*Extracted material*.
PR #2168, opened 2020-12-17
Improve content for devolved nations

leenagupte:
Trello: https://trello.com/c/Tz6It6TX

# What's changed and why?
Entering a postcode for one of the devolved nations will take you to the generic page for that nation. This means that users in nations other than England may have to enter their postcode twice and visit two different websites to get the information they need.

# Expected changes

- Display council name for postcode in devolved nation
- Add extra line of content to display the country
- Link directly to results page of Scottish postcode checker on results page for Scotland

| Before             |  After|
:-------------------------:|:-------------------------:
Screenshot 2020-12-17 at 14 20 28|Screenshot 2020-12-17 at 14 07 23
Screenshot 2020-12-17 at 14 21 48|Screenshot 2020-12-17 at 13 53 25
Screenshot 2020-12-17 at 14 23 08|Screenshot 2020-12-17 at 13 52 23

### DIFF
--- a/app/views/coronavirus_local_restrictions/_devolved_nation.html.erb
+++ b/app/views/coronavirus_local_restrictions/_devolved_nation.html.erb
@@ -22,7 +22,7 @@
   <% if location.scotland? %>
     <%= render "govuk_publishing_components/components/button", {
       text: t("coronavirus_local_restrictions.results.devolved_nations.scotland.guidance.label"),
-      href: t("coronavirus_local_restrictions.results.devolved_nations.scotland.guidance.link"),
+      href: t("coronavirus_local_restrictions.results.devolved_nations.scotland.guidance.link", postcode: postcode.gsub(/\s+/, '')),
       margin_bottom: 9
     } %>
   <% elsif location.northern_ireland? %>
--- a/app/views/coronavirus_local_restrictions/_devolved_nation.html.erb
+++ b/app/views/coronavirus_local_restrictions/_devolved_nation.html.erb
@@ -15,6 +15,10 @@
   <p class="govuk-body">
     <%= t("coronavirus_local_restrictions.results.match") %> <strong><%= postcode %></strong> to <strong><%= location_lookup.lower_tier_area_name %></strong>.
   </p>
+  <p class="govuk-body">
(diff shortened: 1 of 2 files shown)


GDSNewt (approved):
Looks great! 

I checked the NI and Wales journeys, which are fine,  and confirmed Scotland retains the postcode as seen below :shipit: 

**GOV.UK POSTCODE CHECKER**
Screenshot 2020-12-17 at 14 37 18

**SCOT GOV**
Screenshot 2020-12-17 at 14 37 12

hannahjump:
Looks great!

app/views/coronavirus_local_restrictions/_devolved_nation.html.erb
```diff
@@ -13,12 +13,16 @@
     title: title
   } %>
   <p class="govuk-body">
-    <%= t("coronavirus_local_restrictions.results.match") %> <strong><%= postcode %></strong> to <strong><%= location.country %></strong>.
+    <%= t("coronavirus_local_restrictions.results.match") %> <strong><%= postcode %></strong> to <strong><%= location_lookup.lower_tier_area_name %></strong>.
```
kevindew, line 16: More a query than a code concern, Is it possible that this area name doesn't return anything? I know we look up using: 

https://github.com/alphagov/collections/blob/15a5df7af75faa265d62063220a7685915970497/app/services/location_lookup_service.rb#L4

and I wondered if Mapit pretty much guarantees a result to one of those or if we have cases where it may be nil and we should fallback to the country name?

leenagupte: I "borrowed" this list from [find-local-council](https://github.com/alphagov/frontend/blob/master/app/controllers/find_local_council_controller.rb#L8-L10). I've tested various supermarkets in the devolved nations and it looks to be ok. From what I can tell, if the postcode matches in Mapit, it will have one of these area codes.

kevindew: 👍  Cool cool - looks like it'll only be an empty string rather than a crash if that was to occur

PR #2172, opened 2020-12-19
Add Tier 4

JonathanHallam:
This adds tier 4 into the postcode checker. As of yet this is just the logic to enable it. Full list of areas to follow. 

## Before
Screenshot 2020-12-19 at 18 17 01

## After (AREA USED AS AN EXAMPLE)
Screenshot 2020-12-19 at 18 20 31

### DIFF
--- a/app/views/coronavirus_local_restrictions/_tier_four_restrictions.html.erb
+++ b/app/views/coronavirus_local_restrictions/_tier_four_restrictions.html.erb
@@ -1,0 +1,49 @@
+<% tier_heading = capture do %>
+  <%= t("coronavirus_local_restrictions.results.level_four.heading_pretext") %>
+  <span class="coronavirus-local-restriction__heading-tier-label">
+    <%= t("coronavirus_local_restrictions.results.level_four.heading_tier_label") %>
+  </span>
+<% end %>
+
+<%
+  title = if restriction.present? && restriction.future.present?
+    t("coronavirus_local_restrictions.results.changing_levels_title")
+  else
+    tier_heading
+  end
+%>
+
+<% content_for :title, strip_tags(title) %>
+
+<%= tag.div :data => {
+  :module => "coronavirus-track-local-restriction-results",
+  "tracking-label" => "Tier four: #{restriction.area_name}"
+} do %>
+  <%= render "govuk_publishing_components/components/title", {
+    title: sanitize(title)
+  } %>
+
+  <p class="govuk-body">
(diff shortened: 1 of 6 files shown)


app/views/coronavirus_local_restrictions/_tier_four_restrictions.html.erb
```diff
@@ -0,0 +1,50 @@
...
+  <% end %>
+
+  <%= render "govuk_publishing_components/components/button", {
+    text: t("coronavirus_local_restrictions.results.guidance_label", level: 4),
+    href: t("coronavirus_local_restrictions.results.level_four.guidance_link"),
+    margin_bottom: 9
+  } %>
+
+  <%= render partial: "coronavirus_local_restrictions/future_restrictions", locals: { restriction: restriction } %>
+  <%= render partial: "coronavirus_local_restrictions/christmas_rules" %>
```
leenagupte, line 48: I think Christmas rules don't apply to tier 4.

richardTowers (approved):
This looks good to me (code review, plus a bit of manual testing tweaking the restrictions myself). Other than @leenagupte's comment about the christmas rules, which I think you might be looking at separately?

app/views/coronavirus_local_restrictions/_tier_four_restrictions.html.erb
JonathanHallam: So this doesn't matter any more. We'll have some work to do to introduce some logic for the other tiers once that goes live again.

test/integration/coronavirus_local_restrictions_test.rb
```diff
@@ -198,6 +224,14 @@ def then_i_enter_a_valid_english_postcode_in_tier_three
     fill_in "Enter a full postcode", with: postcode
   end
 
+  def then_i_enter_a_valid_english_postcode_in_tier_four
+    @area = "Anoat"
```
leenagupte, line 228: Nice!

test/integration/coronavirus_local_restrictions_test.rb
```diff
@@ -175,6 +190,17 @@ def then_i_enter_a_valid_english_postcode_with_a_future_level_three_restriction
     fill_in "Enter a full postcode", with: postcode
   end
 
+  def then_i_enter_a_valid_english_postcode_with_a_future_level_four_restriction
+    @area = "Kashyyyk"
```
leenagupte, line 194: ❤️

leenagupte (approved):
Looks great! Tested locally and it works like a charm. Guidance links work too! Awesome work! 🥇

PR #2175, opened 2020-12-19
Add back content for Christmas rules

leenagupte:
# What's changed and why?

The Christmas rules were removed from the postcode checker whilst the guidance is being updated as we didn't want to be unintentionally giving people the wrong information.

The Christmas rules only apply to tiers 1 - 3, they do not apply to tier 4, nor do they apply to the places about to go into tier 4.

*What is expected*. Every entry needs to be copied again, word for word.

*Response*.
PR #2168, opened 2020-12-17
Improve content for devolved nations

leenagupte:
Trello: https://trello.com/c/Tz6It6TX

# What's changed and why?
Entering a postcode for one of the devolved nations will take you to the generic page for that nation. This means that users in nations other than England may have to enter their postcode twice and visit two different websites to get the information they need.

# Expected changes

- Display council name for postcode in devolved nation
- Add extra line of content to display the country
- Link directly to results page of Scottish postcode checker on results page for Scotland

| Before             |  After|
:-------------------------:|:-------------------------:
Screenshot 2020-12-17 at 14 20 28|Screenshot 2020-12-17 at 14 07 23
Screenshot 2020-12-17 at 14 21 48|Screenshot 2020-12-17 at 13 53 25
Screenshot 2020-12-17 at 14 23 08|Screenshot 2020-12-17 at 13 52 23

### DIFF
--- a/app/views/coronavirus_local_restrictions/_devolved_nation.html.erb
+++ b/app/views/coronavirus_local_restrictions/_devolved_nation.html.erb
@@ -22,7 +22,7 @@
   <% if location.scotland? %>
     <%= render "govuk_publishing_components/components/button", {
       text: t("coronavirus_local_restrictions.results.devolved_nations.scotland.guidance.label"),
-      href: t("coronavirus_local_restrictions.results.devolved_nations.scotland.guidance.link"),
+      href: t("coronavirus_local_restrictions.results.devolved_nations.scotland.guidance.link", postcode: postcode.gsub(/\s+/, '')),
       margin_bottom: 9
     } %>
   <% elsif location.northern_ireland? %>
--- a/app/views/coronavirus_local_restrictions/_devolved_nation.html.erb
+++ b/app/views/coronavirus_local_restrictions/_devolved_nation.html.erb
@@ -15,6 +15,10 @@
   <p class="govuk-body">
     <%= t("coronavirus_local_restrictions.results.match") %> <strong><%= postcode %></strong> to <strong><%= location_lookup.lower_tier_area_name %></strong>.
   </p>
+  <p class="govuk-body">
(diff shortened: 1 of 2 files shown)


GDSNewt (approved):
Looks great! 

I checked the NI and Wales journeys, which are fine,  and confirmed Scotland retains the postcode as seen below :shipit: 

**GOV.UK POSTCODE CHECKER**
Screenshot 2020-12-17 at 14 37 18

**SCOT GOV**
Screenshot 2020-12-17 at 14 37 12

hannahjump:
Looks great!

app/views/coronavirus_local_restrictions/_devolved_nation.html.erb
```diff
@@ -13,12 +13,16 @@
     title: title
   } %>
   <p class="govuk-body">
-    <%= t("coronavirus_local_restrictions.results.match") %> <strong><%= postcode %></strong> to <strong><%= location.country %></strong>.
+    <%= t("coronavirus_local_restrictions.results.match") %> <strong><%= postcode %></strong> to <strong><%= location_lookup.lower_tier_area_name %></strong>.
```
kevindew, line 16: More a query than a code concern, Is it possible that this area name doesn't return anything? I know we look up using: 

https://github.com/alphagov/collections/blob/15a5df7af75faa265d62063220a7685915970497/app/services/location_lookup_service.rb#L4

and I wondered if Mapit pretty much guarantees a result to one of those or if we have cases where it may be nil and we should fallback to the country name?

leenagupte: I "borrowed" this list from [find-local-council](https://github.com/alphagov/frontend/blob/master/app/controllers/find_local_council_controller.rb#L8-L10). I've tested various supermarkets in the devolved nations and it looks to be ok. From what I can tell, if the postcode matches in Mapit, it will have one of these area codes.

kevindew: 👍  Cool cool - looks like it'll only be an empty string rather than a crash if that was to occur

PR #2172, opened 2020-12-19
Add Tier 4

JonathanHallam:
This adds tier 4 into the postcode checker. As of yet this is just the logic to enable it. Full list of areas to follow. 

## Before
Screenshot 2020-12-19 at 18 17 01

## After (AREA USED AS AN EXAMPLE)
Screenshot 2020-12-19 at 18 20 31

### DIFF
--- a/app/views/coronavirus_local_restrictions/_tier_four_restrictions.html.erb
+++ b/app/views/coronavirus_local_restrictions/_tier_four_restrictions.html.erb
@@ -1,0 +1,49 @@
+<% tier_heading = capture do %>
+  <%= t("coronavirus_local_restrictions.results.level_four.heading_pretext") %>
+  <span class="coronavirus-local-restriction__heading-tier-label">
+    <%= t("coronavirus_local_restrictions.results.level_four.heading_tier_label") %>
+  </span>
+<% end %>
+
+<%
+  title = if restriction.present? && restriction.future.present?
+    t("coronavirus_local_restrictions.results.changing_levels_title")
+  else
+    tier_heading
+  end
+%>
+
+<% content_for :title, strip_tags(title) %>
+
+<%= tag.div :data => {
+  :module => "coronavirus-track-local-restriction-results",
+  "tracking-label" => "Tier four: #{restriction.area_name}"
+} do %>
+  <%= render "govuk_publishing_components/components/title", {
+    title: sanitize(title)
+  } %>
+
+  <p class="govuk-body">
(diff shortened: 1 of 6 files shown)


app/views/coronavirus_local_restrictions/_tier_four_restrictions.html.erb
```diff
@@ -0,0 +1,50 @@
...
+  <% end %>
+
+  <%= render "govuk_publishing_components/components/button", {
+    text: t("coronavirus_local_restrictions.results.guidance_label", level: 4),
+    href: t("coronavirus_local_restrictions.results.level_four.guidance_link"),
+    margin_bottom: 9
+  } %>
+
+  <%= render partial: "coronavirus_local_restrictions/future_restrictions", locals: { restriction: restriction } %>
+  <%= render partial: "coronavirus_local_restrictions/christmas_rules" %>
```
leenagupte, line 48: I think Christmas rules don't apply to tier 4.

richardTowers (approved):
This looks good to me (code review, plus a bit of manual testing tweaking the restrictions myself). Other than @leenagupte's comment about the christmas rules, which I think you might be looking at separately?

app/views/coronavirus_local_restrictions/_tier_four_restrictions.html.erb
JonathanHallam: So this doesn't matter any more. We'll have some work to do to introduce some logic for the other tiers once that goes live again.

test/integration/coronavirus_local_restrictions_test.rb
```diff
@@ -198,6 +224,14 @@ def then_i_enter_a_valid_english_postcode_in_tier_three
     fill_in "Enter a full postcode", with: postcode
   end
 
+  def then_i_enter_a_valid_english_postcode_in_tier_four
+    @area = "Anoat"
```
leenagupte, line 228: Nice!

test/integration/coronavirus_local_restrictions_test.rb
```diff
@@ -175,6 +190,17 @@ def then_i_enter_a_valid_english_postcode_with_a_future_level_three_restriction
     fill_in "Enter a full postcode", with: postcode
   end
 
+  def then_i_enter_a_valid_english_postcode_with_a_future_level_four_restriction
+    @area = "Kashyyyk"
```
leenagupte, line 194: ❤️

leenagupte (approved):
Looks great! Tested locally and it works like a charm. Guidance links work too! Awesome work! 🥇

PR #2175, opened 2020-12-19
Add back content for Christmas rules

leenagupte:
# What's changed and why?

The Christmas rules were removed from the postcode checker whilst the guidance is being updated as we didn't want to be unintentionally giving people the wrong information.

The Christmas rules only apply to tiers 1 - 3, they do not apply to tier 4, nor do they apply to the places about to go into tier 4.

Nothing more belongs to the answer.